> **Work order**:
Within the entries below, find the portion that opens with the line containing "I may have added" and closes with the line containing "I knew about". Retype that portion exactly and only.

> **Supplied data**:
········

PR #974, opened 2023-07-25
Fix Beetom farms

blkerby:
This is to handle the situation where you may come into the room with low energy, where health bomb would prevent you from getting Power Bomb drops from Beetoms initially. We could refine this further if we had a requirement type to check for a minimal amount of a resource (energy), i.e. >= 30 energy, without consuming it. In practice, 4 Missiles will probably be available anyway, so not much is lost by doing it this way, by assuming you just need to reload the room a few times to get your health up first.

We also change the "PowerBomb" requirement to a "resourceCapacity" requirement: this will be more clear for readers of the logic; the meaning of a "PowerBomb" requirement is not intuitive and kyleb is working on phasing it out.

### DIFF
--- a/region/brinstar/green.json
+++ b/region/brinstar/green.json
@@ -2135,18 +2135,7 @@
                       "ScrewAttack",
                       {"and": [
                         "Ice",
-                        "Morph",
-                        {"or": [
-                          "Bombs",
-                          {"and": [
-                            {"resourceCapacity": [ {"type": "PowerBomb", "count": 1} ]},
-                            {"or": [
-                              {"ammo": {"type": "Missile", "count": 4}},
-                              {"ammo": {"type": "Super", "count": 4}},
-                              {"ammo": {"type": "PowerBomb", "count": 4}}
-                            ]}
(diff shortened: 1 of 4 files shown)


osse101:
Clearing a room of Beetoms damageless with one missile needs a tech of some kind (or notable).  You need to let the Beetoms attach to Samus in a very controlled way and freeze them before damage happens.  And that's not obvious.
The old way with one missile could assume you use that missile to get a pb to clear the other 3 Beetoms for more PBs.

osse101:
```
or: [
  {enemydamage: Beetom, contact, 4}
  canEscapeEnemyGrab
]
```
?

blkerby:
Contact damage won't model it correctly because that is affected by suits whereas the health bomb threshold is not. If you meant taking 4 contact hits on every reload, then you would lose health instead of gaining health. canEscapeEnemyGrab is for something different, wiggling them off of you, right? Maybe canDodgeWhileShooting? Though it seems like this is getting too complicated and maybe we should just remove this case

········

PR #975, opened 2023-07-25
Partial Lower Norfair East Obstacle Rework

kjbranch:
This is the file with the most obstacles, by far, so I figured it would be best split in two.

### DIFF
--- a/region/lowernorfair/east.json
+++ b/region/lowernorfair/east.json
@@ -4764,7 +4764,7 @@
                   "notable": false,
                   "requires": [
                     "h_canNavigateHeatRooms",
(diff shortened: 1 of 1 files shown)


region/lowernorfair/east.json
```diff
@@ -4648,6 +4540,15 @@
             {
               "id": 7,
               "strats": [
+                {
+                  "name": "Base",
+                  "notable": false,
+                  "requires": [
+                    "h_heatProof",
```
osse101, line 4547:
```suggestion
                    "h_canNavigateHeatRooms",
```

········

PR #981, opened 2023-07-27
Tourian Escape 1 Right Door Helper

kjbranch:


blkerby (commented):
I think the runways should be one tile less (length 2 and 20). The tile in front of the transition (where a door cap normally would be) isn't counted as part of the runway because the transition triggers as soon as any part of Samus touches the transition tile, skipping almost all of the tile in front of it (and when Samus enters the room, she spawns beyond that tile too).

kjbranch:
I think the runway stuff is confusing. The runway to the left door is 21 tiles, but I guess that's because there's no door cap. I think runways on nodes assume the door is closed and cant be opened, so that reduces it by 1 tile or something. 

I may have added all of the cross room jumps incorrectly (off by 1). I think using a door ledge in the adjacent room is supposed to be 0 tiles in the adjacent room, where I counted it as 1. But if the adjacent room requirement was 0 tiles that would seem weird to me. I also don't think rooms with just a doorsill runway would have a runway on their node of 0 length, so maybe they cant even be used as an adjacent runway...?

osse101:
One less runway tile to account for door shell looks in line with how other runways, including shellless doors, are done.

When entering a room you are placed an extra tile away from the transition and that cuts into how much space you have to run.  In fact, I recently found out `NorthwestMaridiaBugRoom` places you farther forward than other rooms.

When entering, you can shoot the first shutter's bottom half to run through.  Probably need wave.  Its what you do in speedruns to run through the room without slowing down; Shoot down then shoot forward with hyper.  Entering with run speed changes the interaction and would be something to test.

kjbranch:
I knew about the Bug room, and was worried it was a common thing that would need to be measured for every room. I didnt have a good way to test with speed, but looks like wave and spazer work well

········

> **Solution to the problem**:
I may have added all of the cross room jumps incorrectly (off by 1). I think using a door ledge in the adjacent room is supposed to be 0 tiles in the adjacent room, where I counted it as 1. But if the adjacent room requirement was 0 tiles that would seem weird to me. I also don't think rooms with just a doorsill runway would have a runway on their node of 0 length, so maybe they cant even be used as an adjacent runway...?

osse101:
One less runway tile to account for door shell looks in line with how other runways, including shellless doors, are done.

When entering a room you are placed an extra tile away from the transition and that cuts into how much space you have to run.  In fact, I recently found out `NorthwestMaridiaBugRoom` places you farther forward than other rooms.

When entering, you can shoot the first shutter's bottom half to run through.  Probably need wave.  Its what you do in speedruns to run through the room without slowing down; Shoot down then shoot forward with hyper.  Entering with run speed changes the interaction and would be something to test.

kjbranch:
I knew about the Bug room, and was worried it was a common thing that would need to be measured for every room. I didnt have a good way to test with speed, but looks like wave and spazer work well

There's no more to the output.